◆ WHAT YOU HAVE TO DO: In the material below, find each line that contains the word "panel" and copy it.

+===+

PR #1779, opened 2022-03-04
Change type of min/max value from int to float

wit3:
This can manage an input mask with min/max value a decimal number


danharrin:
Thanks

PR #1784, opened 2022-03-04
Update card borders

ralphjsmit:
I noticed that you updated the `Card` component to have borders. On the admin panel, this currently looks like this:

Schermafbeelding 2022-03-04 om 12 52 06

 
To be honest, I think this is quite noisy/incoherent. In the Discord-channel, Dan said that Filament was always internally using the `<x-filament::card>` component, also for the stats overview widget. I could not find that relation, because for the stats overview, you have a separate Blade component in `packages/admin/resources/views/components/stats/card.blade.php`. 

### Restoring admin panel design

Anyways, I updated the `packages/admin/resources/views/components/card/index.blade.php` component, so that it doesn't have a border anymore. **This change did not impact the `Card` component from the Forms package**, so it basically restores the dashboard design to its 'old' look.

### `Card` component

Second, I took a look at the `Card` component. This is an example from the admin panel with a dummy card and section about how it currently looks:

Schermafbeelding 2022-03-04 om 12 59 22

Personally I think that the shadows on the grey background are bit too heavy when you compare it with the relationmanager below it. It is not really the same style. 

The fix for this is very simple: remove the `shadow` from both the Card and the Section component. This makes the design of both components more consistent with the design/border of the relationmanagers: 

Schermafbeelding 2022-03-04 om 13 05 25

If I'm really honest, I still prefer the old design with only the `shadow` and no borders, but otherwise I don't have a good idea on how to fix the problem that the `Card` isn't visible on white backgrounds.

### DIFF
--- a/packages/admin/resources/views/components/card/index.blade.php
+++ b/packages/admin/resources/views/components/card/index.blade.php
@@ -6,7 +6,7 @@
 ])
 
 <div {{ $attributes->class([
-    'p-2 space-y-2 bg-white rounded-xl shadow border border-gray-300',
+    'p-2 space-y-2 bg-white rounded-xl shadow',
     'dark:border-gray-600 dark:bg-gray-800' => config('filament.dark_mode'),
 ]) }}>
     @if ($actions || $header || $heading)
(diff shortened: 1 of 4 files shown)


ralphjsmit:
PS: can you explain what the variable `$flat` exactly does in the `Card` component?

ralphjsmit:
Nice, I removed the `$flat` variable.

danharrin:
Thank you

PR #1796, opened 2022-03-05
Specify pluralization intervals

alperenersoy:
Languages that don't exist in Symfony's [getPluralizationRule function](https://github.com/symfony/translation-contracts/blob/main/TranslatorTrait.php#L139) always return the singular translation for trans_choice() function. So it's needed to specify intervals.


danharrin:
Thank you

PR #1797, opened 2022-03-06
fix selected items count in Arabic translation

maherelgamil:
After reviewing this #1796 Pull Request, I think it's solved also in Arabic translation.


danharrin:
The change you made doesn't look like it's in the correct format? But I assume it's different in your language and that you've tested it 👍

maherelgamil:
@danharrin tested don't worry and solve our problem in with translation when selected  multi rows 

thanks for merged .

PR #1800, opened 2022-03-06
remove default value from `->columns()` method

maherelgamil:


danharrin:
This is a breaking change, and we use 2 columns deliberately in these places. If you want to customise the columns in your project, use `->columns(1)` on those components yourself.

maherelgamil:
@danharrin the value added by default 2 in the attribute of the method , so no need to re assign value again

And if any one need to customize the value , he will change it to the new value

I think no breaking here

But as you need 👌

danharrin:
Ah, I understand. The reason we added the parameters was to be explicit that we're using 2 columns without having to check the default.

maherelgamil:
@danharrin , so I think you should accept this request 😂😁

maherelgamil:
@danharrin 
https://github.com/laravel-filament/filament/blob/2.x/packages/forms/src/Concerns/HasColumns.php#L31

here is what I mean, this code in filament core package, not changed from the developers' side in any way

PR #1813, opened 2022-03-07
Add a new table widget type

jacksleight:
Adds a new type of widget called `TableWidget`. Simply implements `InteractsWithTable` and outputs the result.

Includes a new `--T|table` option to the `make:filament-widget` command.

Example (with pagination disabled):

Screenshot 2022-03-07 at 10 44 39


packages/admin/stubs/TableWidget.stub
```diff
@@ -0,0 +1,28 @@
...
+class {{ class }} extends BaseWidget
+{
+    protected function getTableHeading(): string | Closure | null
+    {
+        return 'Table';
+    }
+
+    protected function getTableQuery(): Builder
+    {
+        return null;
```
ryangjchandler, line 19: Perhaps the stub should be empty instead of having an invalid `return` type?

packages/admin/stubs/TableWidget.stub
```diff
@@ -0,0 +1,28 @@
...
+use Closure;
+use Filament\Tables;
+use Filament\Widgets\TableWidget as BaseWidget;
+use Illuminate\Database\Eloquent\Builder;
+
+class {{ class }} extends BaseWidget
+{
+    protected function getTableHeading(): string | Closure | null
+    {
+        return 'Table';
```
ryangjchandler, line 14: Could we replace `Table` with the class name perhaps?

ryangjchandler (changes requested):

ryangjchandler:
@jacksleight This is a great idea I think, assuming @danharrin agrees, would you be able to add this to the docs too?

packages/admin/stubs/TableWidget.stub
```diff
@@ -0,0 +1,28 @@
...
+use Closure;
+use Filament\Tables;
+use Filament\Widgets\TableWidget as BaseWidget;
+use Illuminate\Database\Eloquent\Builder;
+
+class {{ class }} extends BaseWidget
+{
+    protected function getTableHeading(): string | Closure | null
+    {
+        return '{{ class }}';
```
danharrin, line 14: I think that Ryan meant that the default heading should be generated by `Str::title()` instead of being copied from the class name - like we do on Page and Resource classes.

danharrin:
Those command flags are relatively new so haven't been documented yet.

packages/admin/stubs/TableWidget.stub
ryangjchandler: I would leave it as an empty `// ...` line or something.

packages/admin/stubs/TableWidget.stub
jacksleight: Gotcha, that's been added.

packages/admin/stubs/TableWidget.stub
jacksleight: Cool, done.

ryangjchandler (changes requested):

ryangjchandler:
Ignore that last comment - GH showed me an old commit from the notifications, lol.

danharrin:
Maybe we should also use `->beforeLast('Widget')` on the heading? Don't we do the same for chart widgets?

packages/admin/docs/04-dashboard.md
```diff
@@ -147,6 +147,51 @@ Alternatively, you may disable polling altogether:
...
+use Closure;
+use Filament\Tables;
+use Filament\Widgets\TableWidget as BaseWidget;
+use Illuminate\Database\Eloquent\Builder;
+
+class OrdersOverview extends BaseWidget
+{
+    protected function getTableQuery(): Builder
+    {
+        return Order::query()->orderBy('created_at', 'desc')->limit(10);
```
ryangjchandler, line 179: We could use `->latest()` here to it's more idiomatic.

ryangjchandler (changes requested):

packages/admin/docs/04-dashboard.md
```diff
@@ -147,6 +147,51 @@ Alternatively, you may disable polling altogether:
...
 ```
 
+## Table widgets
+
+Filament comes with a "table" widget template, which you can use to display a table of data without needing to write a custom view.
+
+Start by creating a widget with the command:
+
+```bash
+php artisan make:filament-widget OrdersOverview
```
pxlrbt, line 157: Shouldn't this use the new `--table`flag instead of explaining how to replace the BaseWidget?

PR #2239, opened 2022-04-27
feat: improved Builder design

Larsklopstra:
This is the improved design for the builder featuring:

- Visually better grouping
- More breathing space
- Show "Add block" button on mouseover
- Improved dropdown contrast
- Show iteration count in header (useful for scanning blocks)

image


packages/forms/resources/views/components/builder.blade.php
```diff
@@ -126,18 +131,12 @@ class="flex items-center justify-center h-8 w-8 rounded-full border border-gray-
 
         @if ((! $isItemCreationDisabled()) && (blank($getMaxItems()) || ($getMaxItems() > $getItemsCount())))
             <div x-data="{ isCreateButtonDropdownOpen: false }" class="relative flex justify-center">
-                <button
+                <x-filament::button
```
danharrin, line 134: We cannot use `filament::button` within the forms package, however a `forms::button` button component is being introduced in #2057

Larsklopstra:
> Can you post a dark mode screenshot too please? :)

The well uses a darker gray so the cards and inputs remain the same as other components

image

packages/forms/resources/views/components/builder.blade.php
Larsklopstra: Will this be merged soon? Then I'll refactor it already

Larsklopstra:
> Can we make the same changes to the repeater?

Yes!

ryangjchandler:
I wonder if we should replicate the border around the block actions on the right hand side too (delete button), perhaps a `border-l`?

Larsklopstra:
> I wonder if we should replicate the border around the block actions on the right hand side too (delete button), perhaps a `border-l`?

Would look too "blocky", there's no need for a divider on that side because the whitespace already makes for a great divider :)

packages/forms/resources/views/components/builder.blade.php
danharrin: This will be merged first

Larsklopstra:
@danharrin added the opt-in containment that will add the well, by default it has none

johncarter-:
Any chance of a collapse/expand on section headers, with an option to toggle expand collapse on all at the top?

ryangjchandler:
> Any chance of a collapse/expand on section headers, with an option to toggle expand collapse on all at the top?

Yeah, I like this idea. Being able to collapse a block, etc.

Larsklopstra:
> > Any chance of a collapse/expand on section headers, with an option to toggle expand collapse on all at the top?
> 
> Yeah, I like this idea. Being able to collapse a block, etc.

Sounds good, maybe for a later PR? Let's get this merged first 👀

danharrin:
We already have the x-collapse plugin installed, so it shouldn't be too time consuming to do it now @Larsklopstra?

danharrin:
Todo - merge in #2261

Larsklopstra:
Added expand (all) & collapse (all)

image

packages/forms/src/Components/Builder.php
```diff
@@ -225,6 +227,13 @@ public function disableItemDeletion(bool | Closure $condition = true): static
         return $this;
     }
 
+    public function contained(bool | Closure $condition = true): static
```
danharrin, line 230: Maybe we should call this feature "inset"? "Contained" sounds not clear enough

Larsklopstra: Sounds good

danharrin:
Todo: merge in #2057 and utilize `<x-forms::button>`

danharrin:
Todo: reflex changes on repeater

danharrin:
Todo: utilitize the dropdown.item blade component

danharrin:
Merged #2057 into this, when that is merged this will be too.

+===+

◆ YOUR SOLUTION:
I noticed that you updated the `Card` component to have borders. On the admin panel, this currently looks like this:
### Restoring admin panel design
Second, I took a look at the `Card` component. This is an example from the admin panel with a dummy card and section about how it currently looks:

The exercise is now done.